Background information
- Origin: Eugene, Oregon, United States
- Genres: punk, metal, thrash metal
- Years active: 2005–present
- Labels: The Athiarchists
- Website: www.athiarchists.com

= The Athiarchists =

The Athiarchists are an American two-piece, hardcore, thrash metal band from Eugene, Oregon, United States. They originally formed on April 20, 2006. The duo consists of Aaron "The Athiarchist" Tunnell on guitar, bass and vocals, and Dano "The Animal" on drums and vocals.

Through DIY ethics, a can-do attitude, hard work, and honest respect for the fans, they quickly gained popularity in their home of Eugene and worked their way into a national touring act.

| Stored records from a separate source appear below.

PR #432, opened 2024-11-25
feat: adding more context and error management for settlement

Freyskeyd:
# Description

Adding more context when Settlement contract call fails and catch it on the network task.

## PR Checklist:

### DIFF
--- a/crates/agglayer-aggregator-notifier/src/packer/mod.rs
+++ b/crates/agglayer-aggregator-notifier/src/packer/mod.rs
@@ -13,7 +13,8 @@ use agglayer_types::{
 use bincode::Options;
 use futures::future::BoxFuture;
 use pessimistic_proof::PessimisticProofOutput;
-use tracing::{debug, error, info};
+use tracing::{debug, error, info, warn};
+use tracing::{Instrument, Span};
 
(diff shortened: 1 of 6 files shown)


crates/agglayer-aggregator-notifier/src/packer/mod.rs
```diff
@@ -113,78 +114,90 @@ where
                 proof.into(),
             );
 
+        let span = Span::current();
+        span.record("certificate_id", hash.clone());
+        span.record("network_id", *network_id);
+        if let Ok(data) = serde_json::to_string(&contract_call.function.inputs) {
+            span.record("call_data", data);
+        } else {
```
hadjiszs, line 122: I think `contract_call.function.inputs` seems to be the list of the input ABI variables but without their actual values, we may want what is under `contract_call.tx.data` instead if possible, they seem to provide one method `contract_call.call_data()`

hadjiszs: discussed offline: will get back to that if we fall back again to one InvalidProof

hadjiszs (approved):

PR #433, opened 2024-11-25
fix: dont fail the sync when epoch already packed

Freyskeyd:
# Description

This PR prevents the agglayer epoch sync to fail when an epoch is already packed.

## PR Checklist:

### DIFF
--- a/crates/agglayer-node/src/epoch_synchronizer.rs
+++ b/crates/agglayer-node/src/epoch_synchronizer.rs
@@ -39,7 +39,7 @@ impl EpochSynchronizer {
                         error
                     );
 
-                    return Err(error)?;
+                    return Err(error.into());
                 }
                 Ok(_) => {}
             }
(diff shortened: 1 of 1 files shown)


hadjiszs (approved):

crates/agglayer-node/src/epoch_synchronizer.rs
```diff
@@ -21,7 +25,24 @@ impl EpochSynchronizer {
...
+                    );
+                }
+                Err(error) => {
+                    error!(
+                        "Error starting packing for epoch {}: {:?}",
+                        opened_epoch.get_epoch_number(),
+                        error
+                    );
+
+                    return Err(error)?;
```
iljakuklic, line 42: The question mark operator is a bit wierd.

Would one of the following work?
```suggestion
                    return Err(error);
```
```suggestion
                    return Err(error.into());
```

iljakuklic (approved):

They are most well known for poaching shows wherever they want, which first began with the purchase of a generator they used to play shows in the parking lots of events they wanted to play, including dates of the Mayhem Festival along the West Coast since its beginning in 2008.

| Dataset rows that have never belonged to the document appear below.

PR #440, opened 2024-11-27
fix: bats test

atanmarko:
# Description

Add bats dependencies as submodules of the project.
Updated `_common_setup`.

## PR Checklist:

### DIFF
--- a/.gitignore
+++ b/.gitignore
@@ -1,2 +1,3 @@
 target
 tests/kurtosis
+.idea
--- a/.gitmodules
+++ b/.gitmodules
@@ -1,0 +1,6 @@
+[submodule "tests/e2e/helpers/bats-assert"]
+	path = tests/e2e/helpers/bats-assert
+	url = https://github.com/ztombol/bats-assert
+[submodule "tests/e2e/helpers/bats-support"]
+	path = tests/e2e/helpers/bats-support
+	url = https://github.com/ztombol/bats-support
--- a/Makefile.e2e.toml
+++ b/Makefile.e2e.toml
@@ -23,5 +23,5 @@ category = "E2E - PREPARE"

In 2010, they built the Music Adventure Stage, an overhauled 24-foot U-Haul truck. Loaded up with a 12,500-watt generator, full PA, stage, lighting, gear storage, and sleeping bunks, they played the parking lots and entry lines of many clubs, and festivals including Warped Tour, Jägermeister Music Tour, and their most notable, Mayhem Festival 2010. They began playing without permission, but after much support from other bands on the tour, and their ever-growing fan base, they were invited to finish out the Mayhem Festival 2010, and join up with the Uproar Festival. On August 10 and 11, 2010, they replaced Shadows Fall on the Jägermeister Stage due to bus failure.

On April 18, 2011, episode 4.03, they were featured on Rob Dyrdek's Fantasy Factory, titled 'The Bleeding Frogs', in which they join Rob Dyrdek and the cast of the show to create a supergroup called The Bleeding Frogs.

They performed on the Revolver stage at Mayhem Festival 2011 when All Shall Perish cancelled on July 24, 2011. They finished out the tour headlining the Jägermeister stage in place of In Flames after July 30, 2011, until the end of the tour. This was all at the same time they were also performing 3-4 times a day underneath the Metal Mulisha jump show at Mayhem Festival 2011.

At Knotfest 2015, they performed multiple shows per day for three days in their mobile stage for the campground patrons.